Ruben “R.J.” Hernandez is on the ballot as a candidate for California Assembly, 77th district, in the northeastern part of the city of San Diego. He has been a registered Democrat for several years. He was the only person who filed in the June 2014 primary to run against Republican incumbent Brian Maienschein. With only two candidates in the race, of course he easily qualified to run again in November, even though he only polled 29.4% of the vote against Maienschein in the primary.
Hernandez has announced that he has changed his registration from “Democratic” to “independent”, sometime in the last month. The Registrar of Voters’ office hasn’t processed the change yet. Although no one can stop him from making this change, California election law dictates that he will still appear on the November ballot as a Democrat. The law does not permit a candidate to have a different partisan label in the November election than the label used in the June primary.
Gee – more *gaming* of the rotted top 2 primary system.
NO primaries.
P.R. and nonpartisan App.V.
He was a registered Republican in San Bernardino County in 20024, and became a Democrat when he registered in San Diego County in 2005.
How does that proposed constitutional amendment doing away with special elections handle this? Is it the affiliation at the time of election, or at the time of filing?
Good question. I don’t know. One of us could read the proposed constitutional amendment on the Cal. legislature’s web page. It is SCA 16.
Does he mean The American Independent Party of California by the use of “Independent” for a
political party?
The appointed replacement must have been a registrant with the party for 12 months prior to the date of appointment.

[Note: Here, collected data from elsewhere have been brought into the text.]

PR #5050, opened 2026-08-06
Upgrade CIFAR-10 SplitNN example to the Collab API

ZiyueXu77:
### Description

Upgrades the existing two-party PyTorch SplitNN CIFAR-10 example in place to use the Collab API. This replaces the component-based notebook and static job configuration instead of adding a parallel implementation.

- Keeps the established `examples/advanced/vertical_federated_learning/cifar10-splitnn` entry point.
- Preserves the prepare-data-first workflow: vertically split CIFAR-10, run PSI, then train on aligned sample IDs.
- Organizes responsibilities into `client.py`, `server.py`, `model.py`, and `job.py`, with focused data and PSI helpers.
- Keeps images and the bottom model on `site-1`, and labels and the top model on `site-2`.
- Expresses activation, gradient, metric, and model-state exchange as ordinary Python arguments and return values without application-level `Shareable`, `DXO`, FOBS, task, auxiliary-handler, or JSON component wiring.
- Links the single upgraded implementation from both the vertical-FL and Collab example catalogs.

### Types of changes

- [x] Non-breaking example update.
- [x] Documentation updated.

### Validation

- `./runtest.sh -s` passed: Black, isort, Flake8, and agent-skill lint.
- All relocated Python files compile.
- `job.py --help` passed and the two-site `CollabRecipe` constructed successfully with prepared PSI placeholders.
- The CI relative-link checker passed for every changed README.
- The full 15,625-step baseline and Collab simulator runs completed on the same prepared data and one-GPU environment, as documented below.

<details>
<summary>Before/after runtime and numerical-equivalence validation</summary>

The component-based baseline used the existing example at [`c467e40d`](https://github.com/NVIDIA/NVFlare/commit/c467e40d40e3391482ae3b8db6cb7c933d3c5373). The Collab run used the training logic at [`2a2ff170`](https://github.com/NVIDIA/NVFlare/commit/2a2ff170d770c5c09e5596fd5e7b1c30d8df4ebf), which is relocated to the established example path by this PR.

Both runs reused `/tmp/cifar10` and the exact same site-specific PSI artifacts. They also held model initialization, random batches, 15,625 steps, batch size 64, SGD settings, validation cadence, and float16 cut-layer exchange constant.

#### Environment

| Component | Configuration |
| --- | --- |
| GPU | One NVIDIA RTX 6000 Ada Generation, 49,140 MiB; both sites shared `cuda:0` |
| NVIDIA driver | 580.173.02 |
| CUDA and cuDNN | PyTorch CUDA 12.6; cuDNN 9.5.1 |
| CPU | Intel Core i7-6800K; 6 cores, 12 threads |
| Host memory | 109 GiB |
| OS | Ubuntu 24.04.4 LTS; Linux kernel 6.8.0-136-generic |
| Python | 3.10.0 |
| PyTorch | 2.6.0+cu126 |
| torchvision | 0.21.0+cu126 |
| NVFlare | Source checkout based on `c467e40d`, plus the Collab example changes |

#### Commands

Component-based baseline:

```bash
cd examples/advanced/vertical_federated_learning/cifar10-splitnn
export PYTHONPATH=${PWD}/src:${PWD}/../../cifar10:${PWD}/../../cifar10/pt/src
mkdir -p /tmp/nvflare/cifar10_splitnn/local
printf "%s\n" "{\"class_allow_list\": [\"nvflare.\", \"splitnn.\", \"pt.src.model.ModerateCNN\"]}" > /tmp/nvflare/cifar10_splitnn/local/resources.json

CUDA_VISIBLE_DEVICES=0 python - <<PY
from nvflare import SimulatorRunner

simulator = SimulatorRunner(
    job_folder="jobs/cifar10_splitnn",
    workspace="/tmp/nvflare/cifar10_splitnn",
    n_clients=2,
    threads=2,
    log_config="ERROR",
)
simulator.run()
PY
```

Collab API implementation:

```bash
cd examples/advanced/collab/pt_splitnn
CUDA_VISIBLE_DEVICES=0 python job.py
```

#### Results

| Implementation | Elapsed time |
| --- | ---: |
| Component-based SplitNN | 50m 04.4s |
| Collab API SplitNN | 41m 20.4s |

Elapsed time covers the complete simulator command, including startup, validation, model export, and shutdown. Both runs used ERROR-level framework logging. These are single measurements rather than averages over repeated runs.

The Collab API run was about **17.4% faster**. All 15,625 recorded training-loss and training-accuracy values were identical at matching steps. Across the 16 unsmoothed validation points, the largest loss difference was `4.23e-6`, and the largest accuracy difference was one prediction among 10,000 validation images.

Component-based and Collab API SplitNN curve alignment

The training panels use a 200-step moving average for readability; validation panels show every recorded value without smoothing.

</details>


chesterxgchen (commented):
code file names and readme structure are not following standard layout and conventions

chesterxgchen (commented):
general comments, many are identical to comments to https://github.com/NVIDIA/NVFlare/pull/5050

don't treat as pure research example, treat this as education example

examples/advanced/collab/pt_splitnn/README.md
```diff
@@ -0,0 +1,384 @@
...
+This example consumes the data and private-set-intersection artifacts produced
+by the existing
+[CIFAR-10 SplitNN example](../../vertical_federated_learning/cifar10-splitnn/README.md).
+It does not define a separate Collab-specific preparation format.
+
+From the repository root, run the existing vertical splitter:
+
+```bash
+cd examples/advanced/vertical_federated_learning/cifar10-splitnn
+export PYTHONPATH=${PWD}/src:${PWD}/../../cifar10:${PWD}/../../cifar10/pt/src
```
chesterxgchen: This line is very strange to put the python code on some other code python. Very hard to understand. 
If you are going to run this, why not make a copy. i.e. give clear instructions to say you are going to copy the code from another CIFAR10 example. 

so you have the complete the example here before you start.

This line seems to save code, but adding confusion to user

examples/advanced/collab/pt_splitnn/README.md
```diff
@@ -0,0 +1,384 @@
...
+python cifar10_split_data_vertical.py \
+    --split_dir /tmp/cifar10_vert_splits \
+    --overlap 10000
+```
+
+This downloads CIFAR-10 under `/tmp/cifar10` and creates the same per-site
+vertical splits used by the existing example. From the same directory, authorize
+its custom PSI adapter in the local simulator workspace and run the existing PSI
```
chesterxgchen: did not explain what is PSI and why it is needed

chesterxgchen (commented):
add few comments

examples/advanced/collab/pt_splitnn/README.md
ZiyueXu77: This is mainly for apple-to-apple comparison with our existing split-NN example, and same for the PSI part. But this particular line is for "Set PYTHONPATH to include custom files of this example and some reused files from the [CIFAR-10](https://github.com/NVIDIA/NVFlare/blob/main/examples/advanced/cifar10) examples" - which is also needed in the existing splitNN example. So it would need to be there anyways. 
I will add more explanation

examples/advanced/collab/pt_splitnn/README.md
ZiyueXu77: added description

examples/advanced/collab/pt_splitnn/README.md
chesterxgchen: for new users, they will not refers to old example, by keep referring what we used to do, is adding historical burden for user to understand. 

They proabably don't care what was done before, just show me the way I need to do

examples/advanced/vertical_federated_learning/cifar10-splitnn/src/splitnn/cifar10_learner_splitnn.py
```diff
@@ -307,7 +307,7 @@ def _val_step_label_side(self, batch_indices, activations, fl_ctx: FLContext):
             pred = self.model.forward(activations)
 
             loss = self.criterion(pred, labels)
-            self.val_loss.append(loss.unsqueeze(0))  # unsqueeze needed for later concatenation
+            self.val_loss.append((loss * len(labels)).unsqueeze(0))
```
chesterxgchen: do we still keep the learner pattern ?

examples/advanced/collab/pt_splitnn/README.md
ZiyueXu77: The original intention is to showcase the easy to use and reproducible features of Collab, and I feel both benefit from a reference to compare to - so I use the exsiting example as that reference to show the new API is easier to work with, and they produce the identical results. 
But I also agree for new users, they do not need to know what the old way is. However since we indeed have two examples both present in the repo for the exact same task, I feel we still need to explain the reason to avoid confusion.

examples/advanced/vertical_federated_learning/cifar10-splitnn/src/splitnn/cifar10_learner_splitnn.py
ZiyueXu77: we may choose to update our previous example, this is just an incidental finding by Greptile over our old example, we can choose to update it later in a sepatate PR.

examples/advanced/collab/pt_splitnn/README.md
chesterxgchen: for new user, explain who old way to do thing is not needed. You can change the old example to explain there is new approach.  But the otherway around

examples/advanced/vertical_federated_learning/cifar10-splitnn/src/splitnn/cifar10_learner_splitnn.py
chesterxgchen: ok

examples/advanced/collab/pt_splitnn/README.md
ZiyueXu77: agreed, yeah that makes sense, will update this

ZiyueXu77: updated

examples/advanced/vertical_federated_learning/cifar10-splitnn/src/splitnn/cifar10_learner_splitnn.py
```diff
@@ -318,10 +318,9 @@ def _val_step_label_side(self, batch_indices, activations, fl_ctx: FLContext):
 
     def _log_validation(self, fl_ctx: FLContext):
         if len(self.val_loss) > 0:
-            loss = torch.mean(torch.cat(self.val_loss))
-
             _val_pred_labels = torch.cat(self.val_pred_labels)
             _val_labels = torch.cat(self.val_labels)
+            loss = torch.sum(torch.cat(self.val_loss)) / len(_val_labels)
```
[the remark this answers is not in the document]
ZiyueXu77: torch.cat(self.val_labels) is one-dimensional because batches are added using extend(labels.unsqueeze(0)). Therefore:

  len(_val_labels) == _val_labels.numel()

  The denominator is already the number of validation examples, not batches. A shape test confirmed this, and the aligned validation curves provide additional evidence.

  No code changes are needed.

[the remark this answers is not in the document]
ZiyueXu77: Please update your Greptile Summary

examples/advanced/vertical_federated_learning/cifar10-splitnn/data.py
```diff
@@ -0,0 +1,73 @@
...
+    """Expose either images or labels for the same prepared sample indices."""
+
+    def __init__(self, dataset_root: str, intersection_file: str, role: str, train: bool):
+        if role not in ("image", "label"):
+            raise ValueError(f"role must be 'image' or 'label', got {role!r}")
+
+        dataset = datasets.CIFAR10(root=dataset_root, train=train, download=False)
+        indices = np.arange(len(dataset))
+        if train:
+            indices = np.loadtxt(intersection_file)
```
holgerroth: `np.loadtxt` returns a 0-d array for a one-line intersection file, so the `np.sort` on the next line raises `AxisError: axis -1 is out of bounds for array of dimension 0` during `@collab.init` (reproducible: `prepare_data.py --overlap 1` is accepted, and `FilePSIWriter` writes one ID per line). An empty intersection yields `train_size=0` and later crashes in `rng.randint(0, 0)`. The old learner guarded this with an explicit `Expected train dataset size to be larger zero` error.

Suggest `np.loadtxt(intersection_file, ndmin=1)` plus a `size > 0` check with a clear message.

examples/advanced/vertical_federated_learning/cifar10-splitnn/client.py
```diff
@@ -0,0 +1,300 @@
...
+            if collab.is_aborted:
+                return {
+                    "steps_completed": steps_completed,
+                    "model_path": None,
+                    "last_metrics": last_metrics,
+                }
+
+            models = {
+                "bottom_model": self.get_model(),
+                "top_model": label_client(timeout=call_timeout).get_model(),
```
holgerroth: This transfers the trained label-side `TopModel` state dict to site-1 and persists it there, which directly contradicts `model.py`'s `TopModel` docstring ("labels and classifier parameters remain local"). In the old component-based example, trained label-side weights never left site-2.

Since this is the reference vertical-FL example, users will copy the pattern into real two-party deployments where the label owner's trained classifier (which encodes label information) shouldn't be exported to the feature owner. Either persist each half at its owning site, or — if collecting both halves at site-1 is an intentional simplification — update the `TopModel` docstring and add a note in the README's privacy paragraph stating that final model collection crosses the site boundary.

examples/advanced/vertical_federated_learning/cifar10-splitnn/server.py
```diff
@@ -0,0 +1,47 @@
...
+# See the License for the specific language governing permissions and
+# limitations under the License.
+
+"""Server-side SplitNN workflow expressed as direct Collab API calls."""
+
+
+from nvflare.collab import collab
+from nvflare.fuel.utils.log_utils import get_obj_logger
+
+RUN_TIMEOUT = 7_200.0
```
holgerroth: `RUN_TIMEOUT = 7_200.0` caps the entire 15,625-step run in one collab call. The old job config used `task_timeout: 0` (unlimited). The README says PyTorch falls back to CPU automatically, but the GPU run already took ~41 min — a CPU run will very likely exceed 2 h, at which point the dispatcher raises `CollabCallError(TimeoutError)` out of `@collab.main` and the run ends with no result while the clients are still training, with no hint to raise `RUN_TIMEOUT`.

Suggest a much larger default (or documenting that CPU users must raise this constant).

examples/advanced/vertical_federated_learning/cifar10-splitnn/client.py
```diff
@@ -0,0 +1,300 @@
...
+
+    def _require_role(self, expected: str) -> None:
+        if self.role != expected:
+            raise RuntimeError(f"[{collab.site_name}] operation requires role {expected!r}, got {self.role!r}")
+
+    def _get_label_client(self):
+        # collab.clients contains callable proxies for the participating sites.
+        # Calling one invokes a published method on that remote client.
+        clients = {client.name: client for client in collab.clients}
+        label_client = clients.get("site-2")
```
holgerroth: The role-to-site mapping is now hardcoded in three files: here (`"site-2"`), `server.py` (`"site-1"`/`"site-2"`, with site-1 assumed to be the image side), and `job.py`'s `set_per_site_config` — which the README presents as the configuration point. Swapping roles or renaming sites in job.py deploys fine and then fails at runtime with `operation requires role 'image', got 'label'` from a different file than the one edited.

Suggest deriving the peer from the configured role (e.g. a `label_site` app prop set by job.py) and using the existing `collab.get_clients([...])` facade helper instead of the hand-rolled `{client.name: client}` lookups here and in `server.py` — it already raises a clear error naming any missing site.

examples/advanced/vertical_federated_learning/cifar10-splitnn/job.py
```diff
@@ -0,0 +1,113 @@
...
+        default=DEFAULT_PSI_WORKSPACE,
+        help="Workspace produced by prepare_data.py",
+    )
+    parser.add_argument("--workspace-root", default="/tmp/nvflare")
+    return parser
+
+
+def _intersection_file(psi_workspace: str, site_name: str) -> str:
+    path = (
+        Path(psi_workspace).expanduser().resolve() / site_name / "simulate_job" / site_name / "psi" / "intersection.txt"
```
holgerroth: This reconstructs the PSI output location by hardcoding the simulator-internal `simulate_job` layout plus `DhPSIRecipe`'s default `output_path` (`psi/intersection.txt`), which `prepare_data.py` never states explicitly; the README repeats the same path. If either default changes, or the PSI step runs outside SimEnv, this raises a misleading "Run prepare_data.py first" `FileNotFoundError` even though PSI succeeded.

Suggest passing `output_path` explicitly in `prepare_data.py`'s `DhPSIRecipe` and sharing one constant — or having `prepare_data.py` copy the intersections to a stable, documented location next to the split dir.

examples/advanced/vertical_federated_learning/cifar10-splitnn/client.py
```diff
@@ -0,0 +1,300 @@
...
+        """Run the image-side forward pass and retain its autograd graph."""
+        self._require_role("image")
+        if collab.is_aborted:
+            return None
+
+        self.model.train()
+        inputs = self.train_dataset.get_batch(batch_indices).to(self.device)
+        self._train_activations = self.model(inputs)
+        cut_activations = self._train_activations.detach().flatten(start_dim=1)
+        cut_activations = cut_activations.to(dtype=torch.float16)
```
holgerroth: The float16 wire encoding is hand-copied at three send sites (lines 232, 257, 279: `.to(dtype=torch.float16)` + `.cpu()`) and three receive sites (lines 247, 268, 291: `.to(device, float32)`). Since the README advertises the float16 cut-layer exchange as a feature, changing the precision means consistently editing six coordinated sites across two roles — missing one silently changes numerics with no error.

Two tiny helpers (e.g. `_to_wire(t)` / `_from_wire(t, device)`) would give the protocol a single owner.

examples/advanced/vertical_federated_learning/cifar10-splitnn/README.md
```diff
@@ -1,34 +1,276 @@
...
+
+```bash
+cd examples/advanced/vertical_federated_learning/cifar10-splitnn
+python prepare_data.py
+```
+
+`prepare_data.py` downloads CIFAR-10 to `/tmp/cifar10`, writes the per-site
+sample IDs to `/tmp/cifar10_vert_splits`, and uses NVFlare's `DhPSIRecipe` to
+produce the aligned intersection files. The generated `overlap.npy` records the
+ground-truth overlap for checking the PSI result.
```
holgerroth: This says `overlap.npy` records the ground-truth overlap "for checking the PSI result", but the deleted notebook was the only thing that performed that check — nothing in the remaining workflow reads `overlap.npy`. If PSI ever produced a wrong intersection, misaligned image/label pairs would only surface after a full 15,625-step run.

Suggest either adding a few-line check at the end of `prepare_data.py` (compare `intersection.txt` against `overlap.npy`) or dropping the claim.

holgerroth (commented):
Nice upgrade overall — the Collab version reads much more clearly than the component-based implementation, and the numerical-equivalence validation is appreciated. A few issues found during review, added inline. The two I'd consider blocking are the intersection-file loading edge case (dropped size guard) and the top-model transfer contradicting the code's own privacy docstring.

examples/advanced/vertical_federated_learning/cifar10-splitnn/client.py
```diff
@@ -0,0 +1,300 @@
...
+        writer.add_scalar("val_accuracy", result["accuracy"], step)
+        return result
+
+    # @collab.publish exposes this method to remote Collab callers. The
+    # server invokes it on site-1, which then owns the complete training loop.
+    @collab.publish
+    def run_splitnn(self):
+        train_size = len(self.train_dataset)
+        test_size = len(self.valid_dataset)
+        num_steps = NUM_STEPS
```
holgerroth: Minor: `run_splitnn()` opens with seven pure-alias locals (`num_steps = NUM_STEPS`, `batch_size = BATCH_SIZE`, …) that are never varied, while the rest of the file uses the module constants directly. The `validation_frequency > 0` guard on a constant 1000 is likewise dead. Using the constants directly (as `initialize()` does) would keep the focus on the Collab call flow this example exists to showcase.

holgerroth (approved):
All review comments were addressed — thanks for the thorough follow-up (site-local model persistence, PSI verification against overlap.npy, stable intersection paths, and the wire/lookup cleanups).

Beyond the fixes, this is a clear win for users: the example drops from ~1,525 lines across 18 files (Python + JSON configs + notebook) to ~822 lines of plain Python in 7 files, with the algorithm-and-wiring layer shrinking ~70% since no dedicated controller/executor, task/aux-topic mapping, or per-step DXO/FOBS conversion is needed. The activation/gradient exchange as a direct call with an ordinary return value makes split learning far easier to read, adapt, and debug. LGTM.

The proposed amendment says it is the political party preference at the time of election, unless the legislator had declined to disclose a political party preference.
This latter is open to interpretation. Does it mean the party preference at the time a camdidate filed for election, or that which he held at the time of election as a voter.
AFAIK, senate candidate Michael Chamness did not decline to disclose that his political party preference was for the Coffee Party. The word decline implies that Chamness had a free choice in the matter. It does not mean that Debra “Orwell” Bowen could grab the pen and write on his ballot election that Chamness had no party preference, or that she could reject his application as fraudulent if he wrote that his party preference was for the Coffee Party (and this matched his current party preference on his registration.